PSNI officers at the scene of the abduction in 2019

Mr Justice Hunt said the court accepted that McGuinness was the organiser or supervisor of the commission of these crimes. He said McGuinness intersected repeatedly with the evidence.

It was almost certain that McGuinness did not act alone, he said. There may well have been others beyond the men in court. Given the number of vehicles involved, he said, it was almost certain there were other drivers and spotters involved.

Mr Justice Hunt outlined the contacts between the three convicted men who were all linked to a van used in the attack.

He said YZ was heavily involved in the crime. He said he was the driver of the black Audi used to abduct Mr Lunney and was responsible for inflicting most of his injuries.

Mr Justice Hunt said there was a reasonable doubt about Mr O'Reilly’s knowledge of the crimes and in that case the court had to acquit him.

During the trial, prosecuting counsel Seán Guerin said the prosecution was not concerned with why Mr Lunney was assaulted.

He said there was evidence it related to his position with QIH and ongoing litigation and it appeared the men were acting on behalf of others.

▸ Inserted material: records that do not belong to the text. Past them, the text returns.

PR #1109, opened 2017-11-25
gencert: Fixes #1108 - skip generation when no test server is built

### LINKED ISSUE #1108: Building with LWS_WITHOUT_TESTAPPS=ON should not generate SSH test keys
I'm building with LWS_WITHOUT_TESTAPPS=ON and the configuration step generates the keys and the install step [unconditionally wants to install them](https://github.com/warmcat/libwebsockets/blob/v2.4-stable/CMakeLists.txt#L1862).

GENCERT is conditionally protected for LWS_WITHOUT_TEST_SERVER but not for LWS_WITHOUT_TESTAPPS (which when defined also disables the test server).

I believe extending this check:
```cmake
if (LWS_WITH_SSL AND OPENSSL_EXECUTABLE AND NOT LWS_WITHOUT_TEST_SERVER)
	set(GENCERTS 1)
```

with `AND NOT LWS_WITHOUT_TESTAPPS` will be enough to solve this issue and will proceed to test following up with a PR if I'm not wrong on the solution. I also don't see a reason to generate the keys when `LWS_WITHOUT_SERVER` doesn't make much sense as that stops the test server from building.

mulander:
apart from LWS_WITHOUT_TEST_SERVER the test server will also not be
built if LWS_WITHOUT_TESTAPPS or LWS_WITHOUT_SERVER is defined,
we update the CMake configuration to skip cert generation
in those cases.

Signed-off-by: Adam Wolk <adam.wolk@koparo.com>


lws-team:
Thanks... I squashed the two commits into one patch and pushed it on master.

Lunney thanks community for well wishes

In a statement this evening, Mr Lunney thanked the gardaí, PSNI, DPP and the Justices of the Special Criminal Court "for their diligence, time and effort in bringing the investigation and trial to this point".

He offered his thanks to those "who supported my family at the time of and since the attack, most especially my colleagues at Mannok, the local community and the countless friends and strangers for their prayers and well wishes".

Mr Lunney said: "I want to also express my sincere gratitude to the wider community for their exceptional level of assistance to the authorities throughout the investigation."

The Minister for Justice said that everything will be done to ensure Mr Lunney and his family are protected and that any threats to communities in the future will be dealt with in the most severe way.

Minister Helen McEntee said she cannot comment in detail on the outcome of the case, but stressed that the safety of Mr Lunney his family and the communities along the border is of the utmost importance.

She also said the Special Criminal Court is there to ensure that justice is served when in some instances normal routes cannot be gone through, and without commenting on this particular case, she said: "I fully support the work of the Special Criminal Court and its something we need to see continue."

Gardaí have appealed to the public to continue to assist them in ongoing investigations into the abduction and assault of Mr Lunney.

Chief Supt Alan McGovern speaks to reporters outside court

Reacting to today's verdicts, Chief Supt Alan McGovern said there were a number of ongoing investigations.

Outside court, he said he wanted to "acknowledge the verdict from the court today, I want to thank the investigation team for their diligence, hard work throughout the process of this investigation".

He also said he wished to "highlight the resilience and bravery of Mr Lunney and his family throughout this trial".

Chief Supt McGovern also acknowledged the "cooperation of our colleagues in the PSNI and most importantly members of the investigation team and members of the community in the Cavan area and members of the public who came forward and assisted us throughout this investigation".

"There are a number of ongoing investigations and I would appeal to the public to continue to support us with these investigations and our ongoing inquiries," he said.